§ **ACTIVITY**
Scan the data below and copy each line where "while" occurs.

§ **EXERCISE INPUT**
···
PR #1890, opened 2024-10-18
feat(java): Refactor String serialization and deserialization

### LINKED ISSUE #1754: [Java] implement fast utf16 to utf8 conversion
Currently Fury use `java.lang.StringCoding#encode(java.nio.charset.Charset, char[], int, int)` to convert  utf16 to utf8.
```java
  static byte[] encode(Charset cs, char[] ca, int off, int len) {
        CharsetEncoder ce = cs.newEncoder();
        int en = scale(len, ce.maxBytesPerChar());
        byte[] ba = new byte[en];
        if (len == 0)
            return ba;
        boolean isTrusted = false;
        if (System.getSecurityManager() != null) {
            if (!(isTrusted = (cs.getClass().getClassLoader0() == null))) {
                ca =  Arrays.copyOfRange(ca, off, off + len);
                off = 0;
            }
        }
        ce.onMalformedInput(CodingErrorAction.REPLACE)
          .onUnmappableCharacter(CodingErrorAction.REPLACE)
          .reset();
        if (ce instanceof ArrayEncoder) {
            int blen = ((ArrayEncoder)ce).encode(ca, off, len, ba);
            return safeTrim(ba, blen, cs, isTrusted);
        } else {
            ByteBuffer bb = ByteBuffer.wrap(ba);
            CharBuffer cb = CharBuffer.wrap(ca, off, len);
            try {
                CoderResult cr = ce.encode(cb, bb, true);
                if (!cr.isUnderflow())
                    cr.throwException();
                cr = ce.flush(bb);
                if (!cr.isUnderflow())
                    cr.throwException();
            } catch (CharacterCodingException x) {
                throw new Error(x);
            }
            return safeTrim(ba, bb.position(), cs, isTrusted);
        }
    }
```

This invoke `sun.nio.cs.UTF_8.Encoder#encode`:
```java
        public int encode(char[] sa, int sp, int len, byte[] da) {
            int sl = sp + len;
            int dp = 0;
            int dlASCII = dp + Math.min(len, da.length);

            // ASCII only optimized loop
            while (dp < dlASCII && sa[sp] < '\u0080')
                da[dp++] = (byte) sa[sp++];

            while (sp < sl) {
                char c = sa[sp++];
                if (c < 0x80) {
                    // Have at most seven bits
                    da[dp++] = (byte)c;
                } else if (c < 0x800) {
                    // 2 bytes, 11 bits
                    da[dp++] = (byte)(0xc0 | (c >> 6));
                    da[dp++] = (byte)(0x80 | (c & 0x3f));
                } else if (Character.isSurrogate(c)) {
                    if (sgp == null)
                        sgp = new Surrogate.Parser();
                    int uc = sgp.parse(c, sa, sp - 1, sl);
                    if (uc < 0) {
                        if (malformedInputAction() != CodingErrorAction.REPLACE)
                            return -1;
                        da[dp++] = repl;
                    } else {
                        da[dp++] = (byte)(0xf0 | ((uc >> 18)));
                        da[dp++] = (byte)(0x80 | ((uc >> 12) & 0x3f));
                        da[dp++] = (byte)(0x80 | ((uc >>  6) & 0x3f));
                        da[dp++] = (byte)(0x80 | (uc & 0x3f));
                        sp++;  // 2 chars
                    }
                } else {
                    // 3 bytes, 16 bits
                    da[dp++] = (byte)(0xe0 | ((c >> 12)));
                    da[dp++] = (byte)(0x80 | ((c >>  6) & 0x3f));
                    da[dp++] = (byte)(0x80 | (c & 0x3f));
                }
            }
            return dp;
        }

```

This implementation is not effficient enough, we need a faster one.

Most chars in utf16 string are latin1 chars, we can calculate an approximate chars stats using SIMD or super word, then dispatch to different codepath:

```
int latin1Chars, len;
if (latin1Chars * 2 >= len) {
  // Check and write 8 bytes every time 
  fastUtf8Encode(utf16Bytes);
} else {
  // check byte by byte every time
  utf8Encode(utf16Bytes);
}
```

Multiple encoding strategy:
- If latin1 chars is greater than 50%, use this optimized utf16 encoding
- If latin1 chars is less than 50%, use utf16 encoding

Add a new Fury Config option such as `StringEncoding` enum:
```java
enum StingEncoding {
  NATIVE_STRING,
  LATIN1_UTF16,
  LATIN1_UTF8_16,
}
```
Users can set string encoding in FuryBuilder

### LINKED ISSUE #1868: [Question] large string has bigger serialized size
### Question

自定义类型对象有字段string，该字段是一个大文本，发现该对象序列化出来的体积比JDK序列化要大很多，如何解决？

HuangXingBo:
## Related issues

Closes #1868
Closes #1754

### DIFF
--- a/java/fury-core/src/main/java/org/apache/fury/serializer/StringSerializer.java
+++ b/java/fury-core/src/main/java/org/apache/fury/serializer/StringSerializer.java
@@ -21,6 +21,7 @@ package org.apache.fury.serializer;
 
 import static org.apache.fury.type.TypeUtils.PRIMITIVE_CHAR_ARRAY_TYPE;
 import static org.apache.fury.type.TypeUtils.STRING_TYPE;
+import static org.apache.fury.util.StringUtils.MULTI_CHARS_NON_LATIN_MASK;
 
 import java.lang.invoke.CallSite;
 import java.lang.invoke.LambdaMetafactory;
@@ -43,6 +44,7 @@ import org.apache.fury.reflect.ReflectionUtils;
 import org.apache.fury.type.Type;
 import org.apache.fury.util.MathUtils;
 import org.apache.fury.util.Preconditions;
+import org.apache.fury.util.StringEncodingUtils;
 import org.apache.fury.util.StringUtils;
 import org.apache.fury.util.unsafe._JDKAccess;
 
@@ -149,37 +151,24 @@ public final class StringSerializer extends ImmutableSerializer<String> {
   public Expression writeStringExpr(Expression strSerializer, Expression buffer, Expression str) {
     if (isJava) {
       if (STRING_VALUE_FIELD_IS_BYTES) {
-        return new StaticInvoke(StringSerializer.class, "writeBytesString", buffer, str);
+        if (compressString) {
+          return new Invoke(strSerializer, "writeCompressedBytesString", buffer, str);
+        } else {
+          return new StaticInvoke(StringSerializer.class, "writeBytesString", buffer, str);
+        }
       } else {
         if (!STRING_VALUE_FIELD_IS_CHARS) {
           throw new UnsupportedOperationException();
         }
         if (compressString) {
-          return new Invoke(strSerializer, "writeCharsStringCompressed", buffer, str);
+          return new Invoke(strSerializer, "writeCompressedCharsString", buffer, str);
         } else {
-          return new Invoke(strSerializer, "writeCharsStringUncompressed", buffer, str);
+          return new StaticInvoke(StringSerializer.class, "writeCharsString", buffer, str);
         }
       }
     } else {
       return new Invoke(strSerializer, "writeUTF8String", buffer, str);
     }
-  }
-
-  // Invoked by jit
-  public void writeCharsStringCompressed(MemoryBuffer buffer, String value) {
-    final char[] chars = (char[]) Platform.getObject(value, STRING_VALUE_FIELD_OFFSET);
-    if (StringUtils.isLatin(chars)) {
-      writeCharsLatin(buffer, chars, chars.length);
-    } else {
-      writeCharsUTF16(buffer, chars, chars.length);
-    }
-  }
-
-  // Invoked by jit
-  public void writeCharsStringUncompressed(MemoryBuffer buffer, String value) {
-    int numBytes = MathUtils.doubleExact(value.length());
-    final char[] chars = (char[]) Platform.getObject(value, STRING_VALUE_FIELD_OFFSET);
-    buffer.writePrimitiveArrayWithSize(chars, Platform.CHAR_ARRAY_OFFSET, numBytes);
   }
 
   public String readString(MemoryBuffer buffer) {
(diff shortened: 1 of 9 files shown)


chaokunyang:
The code in StringSerializer started to grow a lot, maybe we could move UTF8/16 encoding to a new file `org.apache.fury.serializer.StringUTF8`

chaokunyang:
And maybe we should provide a StringEncoding option too:
```
enum StingEncoding {
  NATIVE_STRING,
  LATIN1_UTF16,
  LATIN1_UTF8_16,
}
```
Sometimes big serialized binary is accepptable to users

chaokunyang:
Another thing is that `org.apache.fury.serializer.StringSerializer#writeStringExpr/readStringExpr` should also be updated to pick up right encoding

java/fury-core/src/main/java/org/apache/fury/serializer/StringSerializer.java
```diff
@@ -609,6 +638,95 @@ public void writeUTF8String(MemoryBuffer buffer, String value) {
...
+      } else {
+        if (bestCoder(bytes) == UTF8) {
+          writeBytesUTF8(buffer, bytes);
+        } else {
+          writeBytesUTF16(buffer, bytes);
+        }
+      }
+    } else {
+      final char[] chars = (char[]) Platform.getObject(value, STRING_VALUE_FIELD_OFFSET);
+      if (StringUtils.isLatin(chars)) {
```
chaokunyang, line 720: Maybe we could check latin1 in bestCoder for chars

java/fury-core/src/main/java/org/apache/fury/serializer/StringSerializer.java
```diff
@@ -625,4 +743,534 @@ public String readUTF8String(MemoryBuffer buffer) {
...
+  private static boolean fastDecodeUTF8(byte[] src, int offset, int len, byte[] dst) {
+    final int end = offset + len;
+    int dp = 0;
+
+    while (offset < end) {
+      if (offset + 8 <= end
+          && (Platform.getLong(src, Platform.BYTE_ARRAY_OFFSET + offset) & 0x8080808080808080L)
+              == 0) {
+        // ascii only
+        for (int i = 0, pos = Platform.IS_LITTLE_ENDIAN ? dp : dp + 1; i < 8; ++i, pos += 2) {
```
chaokunyang, line 999: Could we try to unroll this loop into 8 lines of code and test whether will it be faster

java/fury-core/src/main/java/org/apache/fury/serializer/StringSerializer.java
```diff
@@ -625,4 +743,534 @@ public String readUTF8String(MemoryBuffer buffer) {
...
+
+  private static boolean fastDecodeUTF8(byte[] src, int offset, int len, char[] dst) {
+    int end = offset + len;
+    int dp = 0;
+    while (offset < end) {
+      if (offset + 8 <= end
+          && (Platform.getLong(src, Platform.BYTE_ARRAY_OFFSET + offset) & 0x8080808080808080L)
+              == 0) {
+        // ascii only
+        for (int i = 0; i < 8; ++i) {
```
chaokunyang, line 1102: ditto for loop unroll

java/fury-core/src/main/java/org/apache/fury/serializer/StringSerializer.java
```diff
@@ -609,6 +638,95 @@ public void writeUTF8String(MemoryBuffer buffer, String value) {
...
+    int endOffset =
+        Math.min(
+            Platform.BYTE_ARRAY_OFFSET + vectorizedBytes, Platform.BYTE_ARRAY_OFFSET + sampleNum);
+    int count = 0;
+    for (int offset = Platform.BYTE_ARRAY_OFFSET; offset < endOffset; offset += 8) {
+      long multiChars = Platform.getLong(bytes, offset);
+      if ((multiChars & MULTI_CHARS_NON_LATIN_MASK) == 0) {
+        count += 4;
+      } else {
+        for (int i = Platform.IS_LITTLE_ENDIAN ? 1 : 0; i < 8; ++i) {
```
chaokunyang, line 689: I'm not sure whether unrolling will be faster, maybe need a benchmark. One drawback is unrolling will make this method have bigger bytecode size. But if it's faster, we could afford that.

java/fury-core/src/main/java/org/apache/fury/serializer/StringSerializer.java
HuangXingBo: Yes. it is a good suggestion.

java/fury-core/src/main/java/org/apache/fury/serializer/StringSerializer.java
HuangXingBo: Yes, I checked the assembly code and it is indeed not loop-unrolled.

HuangXingBo:
@chaokunyang Thanks a lot for the comments. I think it is sufficient to continue using the `isCompress` configuration, which is relatively easy to understand for users. Introducing a new encoding configurations are difficult for users to understand. I will make changes based on the comments and submit a formal PR.

java/fury-core/src/main/java/org/apache/fury/util/StringEncodingUtils.java
```diff
@@ -0,0 +1,362 @@
...
+        charOffset += 4;
+      } else {
+        char c = src[charOffset++];
+        if (c < 0x80) {
+          dst[dp++] = (byte) c;
+        } else if (c < 0x800) {
+          dst[dp] = (byte) (0xc0 | (c >> 6));
+          dst[dp + 1] = (byte) (0x80 | (c & 0x3f));
+          dp += 2;
+        } else if (c >= '\uD800' && c <= Character.MAX_LOW_SURROGATE) {
```
chaokunyang, line 51: How big `convertUTF16ToUTF8`?  Can this method be inlined to its caller?

chaokunyang: Since this method is called only when there are many ascii chars, this branch is less frequent. If this big method can't be inlined, we can move this branch into a new method.

chaokunyang: I'm not sure which will be faster, maybe need some benchmark. Could you use MediaContent for benchmark?

java/fury-core/src/main/java/org/apache/fury/util/StringEncodingUtils.java
```diff
@@ -0,0 +1,362 @@
...
+package org.apache.fury.util;
+
+import static org.apache.fury.util.StringUtils.MULTI_CHARS_NON_LATIN_MASK;
+
+import org.apache.fury.memory.Platform;
+
+/** String Encoding Utils. */
+public class StringEncodingUtils {
+
+  public static int convertUTF16ToUTF8(char[] src, byte[] dst, int dp) {
```
chaokunyang, line 29: Maybe we need to add a javadoc to document that this method will be faster only when there are many assci chars in the string. Acutally I'm curious whether this method will be faster than JDK native implementation for other string

java/fury-core/src/main/java/org/apache/fury/util/StringEncodingUtils.java
```diff
@@ -0,0 +1,362 @@
...
+
+package org.apache.fury.util;
+
+import static org.apache.fury.util.StringUtils.MULTI_CHARS_NON_LATIN_MASK;
+
+import org.apache.fury.memory.Platform;
+
+/** String Encoding Utils. */
+public class StringEncodingUtils {
+
```
chaokunyang, line 28:
```suggestion
A fast encoding implementation to convert a utf16 encoded string into utf8 encoded binary when most chars in the string are ascii chars. 
```

java/fury-core/src/main/java/org/apache/fury/util/StringEncodingUtils.java
```diff
@@ -0,0 +1,362 @@
...
+          dst[dp] = (byte) (0xe0 | ((c >> 12)));
+          dst[dp + 1] = (byte) (0x80 | ((c >> 6) & 0x3f));
+          dst[dp + 2] = (byte) (0x80 | (c & 0x3f));
+          dp += 3;
+        }
+      }
+    }
+    return dp;
+  }
+
```
chaokunyang, line 77:
```suggestion
 
   /**
  * A fast decoding implementation to convert a utf8 encoded string into utf16 encoded 
  *  string when most chars in the string are ascii chars. 
  */
```

java/fury-core/src/main/java/org/apache/fury/util/StringEncodingUtils.java
HuangXingBo: The overall algorithm idea implemented by this method is based on the scalar version of simdutf, and the non-ascillary part is based on the implementation of fastjson2（The speedup ratio is twice of JDK）. Even in the all-Chinese scenario, it will be faster than the JDK implementation.

java/fury-core/src/main/java/org/apache/fury/util/StringEncodingUtils.java
HuangXingBo: This branch can be extracted, but I think for this kind of for loop with complex logic, iniline or not is not so critical, and even forcing inline of overly complex code can be a side effect.

chaokunyang: I see, thanks

java/fury-core/src/main/java/org/apache/fury/serializer/StringSerializer.java
```diff
@@ -603,26 +722,121 @@ private static MethodHandle getJavaStringZeroCopyCtrHandle() {
...
+
+    for (int i = vectorizedChars; i < sampleNum; i++) {
+      if (chars[i] < 0x80) {
+        count++;
+      }
+    }
+
+    // ascii number > 50%, choose UTF-8
+    if (count >= sampleNum * 0.5) {
+      if (count == sampleNum && StringUtils.isLatin(chars)) {
```
chaokunyang, line 781: Could we use `StringUtils.isLatin(chars, sampleNum)`  instead?

java/fury-core/src/main/java/org/apache/fury/serializer/StringSerializer.java
```diff
@@ -235,75 +214,106 @@ public String readBytesString(MemoryBuffer buffer) {
...
+        return readCharsString(buffer);
       }
     }
   }
 
+  public void writeCompressedBytesString(MemoryBuffer buffer, String value) {
+    final byte[] bytes = (byte[]) Platform.getObject(value, STRING_VALUE_FIELD_OFFSET);
+    final byte coder = Platform.getByte(value, Offset.STRING_CODER_FIELD_OFFSET);
+    if (coder == LATIN1 || bestCoder(bytes) == UTF16) {
+      writeBytesString(buffer, value);
```
chaokunyang, line 310: Maybe we should make `writeBytesString` receive bytes and coder, and invoke like `writeBytesString(buffer, coder, bytes)`

HuangXingBo:
my private GHA has passed. https://github.com/HuangXingBo/fury/actions/runs/11442511611

chaokunyang (approved):
Looks awesome! Thank you so much!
···
§ **TASK ANSWER**
            while (dp < dlASCII && sa[sp] < '\u0080')
            while (sp < sl) {
+    while (offset < end) {
+    while (offset < end) {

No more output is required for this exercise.